Director: Noah Baumbach
Starring: Ben Stiller, Greta Gerwig, Rhys Ifans
Score: 7 / 10
This review by Robert Nijman. Be sure to check out our Greenberg competition.
That comedy talent can be effective in drama as well, needs no explanation. Jim Carrey showcased his theatre skills in ‘The Truman Show’ and ‘Eternal Sunshine Of The Spotless Mind’, Adam Sandler did it in ‘Punch Drunk Love’, and funnyman Robin Williams even won an Oscar in ‘Good Will Hunting’. With the surprisingly touching indie ‘Greenberg’, it’s Stiller’s turn, settling down a bit with a number of smaller projects after big box office success ‘Tropic Thunder’.
Ben Stiller is Roger Greenberg, a somewhat withdrawn forty-something who fifteen years ago rejected a record deal, left his friends, family and a possibly successful career in the Los Angeles music industry behind and became a carpenter in New York. Today, Roger is not at all well. He has just been released from a psychiatric hospital, where he had been a patient for several weeks for, among others things, obsessive compulsive behaviour. With his brother and family away om holiday for some weeks to come, he decides to take care of his younger sibling’s house, and dog.
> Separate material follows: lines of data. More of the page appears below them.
PR #734, opened 2022-03-07
[newrelic-infrastructure-v3] bump app version

paologallinaharbur:
#### Is this a new chart
no

bump app version

  - fixes #

#### Checklist
- [x] Chart Version bumped

### DIFF
--- a/charts/newrelic-infrastructure-v3/Chart.yaml
+++ b/charts/newrelic-infrastructure-v3/Chart.yaml
@@ -1,8 +1,8 @@
 apiVersion: v2
 name: newrelic-infrastructure-v3
 description: A Helm chart to deploy the New Relic Kubernetes monitoring solution
-version: 3.0.21
-appVersion: 3.0.0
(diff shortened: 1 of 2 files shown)


charts/newrelic-infrastructure-v3/Chart.yaml
```diff
@@ -1,8 +1,8 @@
 apiVersion: v2
 name: newrelic-infrastructure-v3
 description: A Helm chart to deploy the New Relic Kubernetes monitoring solution
-version: 3.0.21
```
roobre, line 4: Should we bump the minor if the app minor was updated?

roobre (approved):

charts/newrelic-infrastructure-v3/Chart.yaml
paologallinaharbur: so far till is beta we were bumping patch only, but you are right, better the minor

A responsibility he shares with 25-year-old Florence (Greta Gerwig), his brother’s assistant, with whom he almost immediately plunges into a relationship that lies somewhere between friendship and, I guess, what you can call going steady.
The short story that unfolds could very well have been written by Todd Solondz, or Charlie Kaufman – minus his characteristic surrealism – and might have ended up on some spotlighted stage off Broadway rather than on the big screen. The eccentric Roger, who mostly fills his days writing letters of complaint to service companies that have in one way or another done him wrong (his seat on the plane was below expectations, and the carpet in the animal taxi annoyingly sub-par) and also by building a doghouse in his brother’s backyard, still finds the time to reaffirm his old LA ties. Or, in some cases, cut these ties for good since his departure didn’t bode well for everyone, as the missed record deal left some of Roger’s friends looking for other, less favoured means of income. Most notably Ivan (Rhys Ifans), who now lamentably works in a computer store. The heart of the story however, remains Roger’s quasi-relationship with Florence, who just might be his ticket towards a somewhat mature lifestyle more suitable for a man his age. Their relationship has fast-paced ups and downs due to Roger’s irratic behaviour and questionable mannerisms, but a common concern for ill-stricken sheepdog Mahler (a furry MacGuffin if I ever saw one) effectively keeps the oddly happy couple together.
‘Greenberg’ offers humour mostly in its sharp, observant criticism and sarcasm, and in Stiller’s awkward title character that sees him tap both his well-known comic timing as well as an added dimension of near-dramatic quirkiness, as Roger invariably follows his pensive tendencies with sudden emotional outbursts that both entertain and slightly displease, yet somehow instill sympathy for the mentally (not too severely) troubled protagonist. Meanwhile, the underlying drama is never forced upon the audience, thereby maintaining a pleasant aloofness without giving you the impression some aspects should have been explained a little better – like offering more explicit reasons behind Roger’s hospital admittance. Stiller’s performance thereby approaches that of Woody Allen’s typical neurotic einzelganger, while Gerwig is reminiscent of a Zooey Deschanel, or even Audrey Hepburn’s Holly Golighty – which admittedly is a bit of a stretch, but there are obvious similarities nonetheless. The result is a successful drama that’s really just a little romcom sans the usual irritations, lifted above average by the interesting characters and the small and pleasant finds in a script full of snappy-if-a-little-odd humour that makes ‘Greenberg’ a play well worth seeing.